Una squadra matura e con un certo tipo di predisposizione mentale chiude le partite quando ne ha la possibilità, sfrutta i momenti favorevoli e non dà l’opportunità ad un avversario in stato confusionale di rientrare nel match. Dopo la prova opaca di Cosenza, i rosa ieri sera avevano dato segnali incoraggianti dal punto di vista del gioco e anche sul piano della personalità riuscendo a ristabilire la parità e a prendersi gradualmente il totale controllo della partita al cospetto di un Pescara impaurito e tenuto a galla solo da una serie di buonissimi interventi del portiere Fiorillo. Ecco perché l’epilogo dell’incontro, al di là dell’incredulità dipinta sul volto dei giocatori ospiti al triplice fischio dell’arbitro, fa ancora più rabbia. Perché è inconcepibile perdere una partita come quella di ieri. Contro un Pescara particolarmente vulnerabile al netto delle potenzialità di un collettivo comunque in corsa per i playoff e intenzionato, dopo la sconfitta subita a Lecce, ad invertire il trend negativo di risultati.

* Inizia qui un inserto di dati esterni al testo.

Issue #129, opened 2020-12-04
Argument clinic-like way to generate the argument parsing logic


antocuni:
This is an attempt to start a discussion on how to implement function calls and function definitions. In the following, "functions"  and "methods" are used interchangeably.

First, we need to identify who are the interested players and use cases:

- authors of C extensions who write C functions. Let's call them C-writers.

- Authors of C extensions who call Python functions. Let's call them C-callers.

- Generators of C extensions. Let's call them "cython" but it applies also to others.

- Python implementations with a JIT. Let's call them "pypy", but it applies also to others.

The basic idea is that we want to allow C-writers to write functions with a C-level signature, and generate the logic to do argument parsing automatically. E.g.:

```c
long my_add_impl(long x, long y) { return x+y; };
AUTOMAGICALLY_GENERATE_PYTHON_FUNCTION("my_add", my_add_impl);
```

The precise details of how to implement ``AUTOMAGICALLY_GENERATE_PYTHON_FUNCTION`` are the scope of this discussion.

Goals & constraints
====================

1. Writing functions in this way is optional. It will always be possible to write functions with the usual calling conventions such as   ``HPyFunc_VARARGS`` and to the argument parsing manually.

2.  There must be a way to quickly check whether a Python callable supports a given C-level signature and to get the underlying function pointer. "pypy" can use this to generate code which completely bypasses the python argument parsing logic, and cython" could use it to emit a fast-path in case it statically know the C types of the arguments.
  
3. Ideally, this should be integrated with the C API to *call* functions. E.g., if a C-caller calls ``HPy_Call(my_add, "ll", 4, 5)``, an implementation should be able to bypass argument parsing and call ``my_add_impl`` directly.
  
4. Bonus point if we find a way to implement goal 3 also on CPython.

5. It should be possible to do things manually: i.e., a C-writer could write its own argument parsing code **and** be able to declare a C-level signature.  In that case, he needs to ensure that its own argument parsing code does the "correct things".  In particular, when you do call from Python like ``my_add(4, 5)``, the implementation should be free to decide whether to call the generic version or the C-specialized overload.

6. To be discussed: we need to decide whether we want to support "overloads" or not. I.e., a given Python functions could in principle support many different C-level signatures. I think that all the following options are reasonable:
   
     * support at most one C-level signature. Functions which can't be encoded this way needs to be written in the "old style" and parse arguments manually.

[...]

PR #368, opened 2022-10-11
Use CPython FASTCALL to optimise hpy function call

ankith26:
Hello!
I'm new to the project and just want to experiment with using FASTCALL internally when HPy is running under cpython. In my understanding, this should give a decent performance boost while calling functions implemented in HPy from the python end, especially for short-running functions called many times the internal tuple creation overhead is not very negligible.

Currently I've only implemented `FASTCALL` for `VARARGS` and not `KEYWORDS` since the former is comparatively easier. The latter is not technically impossible, but would need larger changes (The main issue here is that HPy takes in the keywords as a dict, while python FASTCALL with KEYWORDS gives a tuple of keyword names, and the actual arguments still come via the first argument)

This PR should probably be postponed to when HPy drops CPython 3.6 support, because FASTCALL was an internal CPython implementation detail back then and not public API

### DIFF
--- a/docs/api.rst
+++ b/docs/api.rst
@@ -288,10 +288,10 @@ which adds two integers:
 There are a few things to note:
 
   * The C signature is different than the corresponding ``Python.h``
-    ``METH_VARARGS``: in particular, instead of taking a ``PyObject *args``,
-    we take an array of ``HPy`` and its size.  This allows e.g. PyPy to do a
-    call more efficiently, because you don't need to create a tuple just to
-    pass the arguments.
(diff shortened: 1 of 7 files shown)


fangerer (approved):
Looks good to me.
For the mentioned future work (i.e. using `METH_FASTCALL | METH_KEYWORDS` for `HPyFunc_KEYWORDS`), I want to point to related issue #129

fangerer:
@ankith26 I'm sorry that this PR wasn't merged yet. As I wrote, it looks good to me. I was just waiting to give others a change for a review. Anyway, I took the freedom to rebase on current master and if all tests pass, I'll merge it.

Già un pareggio, in casa rosanero, avrebbe lasciato l’amaro in bocca. Figuriamoci una sconfitta. Che vanifica l’obiettivo dell’undici di Stellone di rispondere al successo del Lecce (che ha battuto in casa il Cosenza nel primo posticipo), di sfruttare il pari del Brescia a Verona e allungare in classifica sulle dirette inseguitrici. Missione fallita. Il Palermo, brillante e autoritario dopo il 2-1, al momento opportuno non ha dato il colpo di grazia alla compagine di Pillon (il solito Trajkovski e i suoi compagni di reparto non sanno cosa sia il killer-instinct) ed è stato punito. Non ha voluto scartare i regali concessi dagli svagati difensori biancoazzurri (clamorosa, sul risultato di 2-2, la chance sprecata da Moreo con un tiro di sinistro ad incrociare in seguito ad uno svarione di Gravillon) ed è rimasto con un pugno di mosche in mano. Spiazzato dalle reti di Memushaj (destro da fuori area al 69’) e Scognamiglio a tre minuti dal 90’ con un colpo di testa vincente sugli sviluppi di un corner propiziato da un super intervento di Pomini su una girata di Gravillon. Morale della favola: fino a quando i rosa indosseranno i panni di Penelope, nota per la puntualità con cui riusciva a disfare la tela costruita in precedenza, non potranno fare tanta strada. Per vincere le partite e legittimare le proprie ambizioni in chiave serie A bisogna essere concreti e cinici. Senza pietà – sportivamente parlando ovviamente – nei confronti della squadra avversaria alla quale, se c’è l’opportunità, va sferrato il colpo del definitivo ko. Le partite, altrimenti – e il clamoroso successo di ieri del Pescara (che non vinceva da un mese) ne è una conferma – possono prendere una piega inaspettata. E mandare in frantumi i progetti pianificati in un primo momento.